WORK INSTRUCTIONS>
Quote the entries below from the line with "Jd/misc fixes" through the line with "jd-lara: I am", both ends included, and only those lines.

Stored records>
PR #210, opened 2015-10-21
Update WNS instructions with missing params

pke:
Set the `client_id` and `client_secret` where not set. Without them the sample could would not have worked.


pke:
@ileitch Wow that was quick :)

PR #941, opened 2022-12-29
Jd/misc fixes

jd-lara:
Group of miscellaneous changes pending for PSY 2.0 

- Remove unnecessary enums and code by aligning bus types with Matpower's 
- Add Switchedsunts 
- rename OuterControl fields to avoid type instability 
- Use Min_Max in structs definitions consistently
- Add limits to the phaseshift transformer 
- change the use of get_components to be Julia consistent. 
- Added must run flag to ThermalStandard


src/models/generated/AVRTypeI.jl
```diff
@@ -34,7 +34,7 @@ Parameters of an Automatic Voltage Regulator Type I - Resembles IEEE Type DC1
 - `Te::Float64`: Field Circuit Time Constant in s, validation range: `(0, nothing)`
 - `Tf::Float64`: Stabilizer Time Constant in s, validation range: `(0, nothing)`
 - `Tr::Float64`: Voltage Measurement Time Constant in s, validation range: `(0, nothing)`
-- `Va_lim::NamedTuple{(:min, :max), Tuple{Float64, Float64}}`: Limits for pi controler `(Va_min, Va_max)`
+- `Va_lim::Min_Max`: Limits for pi controler `(Va_min, Va_max)`
```
daniel-thom, line 37: While we're breaking things, I find these aliases unpredictable. Could we standardize the naming conventions?
```
Min_Max -> MinMax
Up_Down -> UpDown
StartUp_ShutDown -> StartUpShutDown
From_To_Float -> FromToFloat
FromTo_ToFrom_Float -> I have no idea and don't see it being used
```

We could keep the originals to avoid breaking people - but change all uses.

daniel-thom: If you disagree, no worries, I'll still approve.

jd-lara: I am fine with the rename, I will make the change and push a commit

jd-lara: @daniel-thom I made the use of Alias consistent. I think that `FromTo_ToFrom` needs an exception because `FromToToFrom`is very confusing to read.

daniel-thom (approved):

TASK RESPONSE>
Jd/misc fixes

jd-lara:
Group of miscellaneous changes pending for PSY 2.0 

- Remove unnecessary enums and code by aligning bus types with Matpower's 
- Add Switchedsunts 
- rename OuterControl fields to avoid type instability 
- Use Min_Max in structs definitions consistently
- Add limits to the phaseshift transformer 
- change the use of get_components to be Julia consistent. 
- Added must run flag to ThermalStandard


src/models/generated/AVRTypeI.jl
```diff
@@ -34,7 +34,7 @@ Parameters of an Automatic Voltage Regulator Type I - Resembles IEEE Type DC1
 - `Te::Float64`: Field Circuit Time Constant in s, validation range: `(0, nothing)`
 - `Tf::Float64`: Stabilizer Time Constant in s, validation range: `(0, nothing)`
 - `Tr::Float64`: Voltage Measurement Time Constant in s, validation range: `(0, nothing)`
-- `Va_lim::NamedTuple{(:min, :max), Tuple{Float64, Float64}}`: Limits for pi controler `(Va_min, Va_max)`
+- `Va_lim::Min_Max`: Limits for pi controler `(Va_min, Va_max)`
```
daniel-thom, line 37: While we're breaking things, I find these aliases unpredictable. Could we standardize the naming conventions?
```
Min_Max -> MinMax
Up_Down -> UpDown
StartUp_ShutDown -> StartUpShutDown
From_To_Float -> FromToFloat
FromTo_ToFrom_Float -> I have no idea and don't see it being used
```

We could keep the originals to avoid breaking people - but change all uses.

daniel-thom: If you disagree, no worries, I'll still approve.

jd-lara: I am fine with the rename, I will make the change and push a commit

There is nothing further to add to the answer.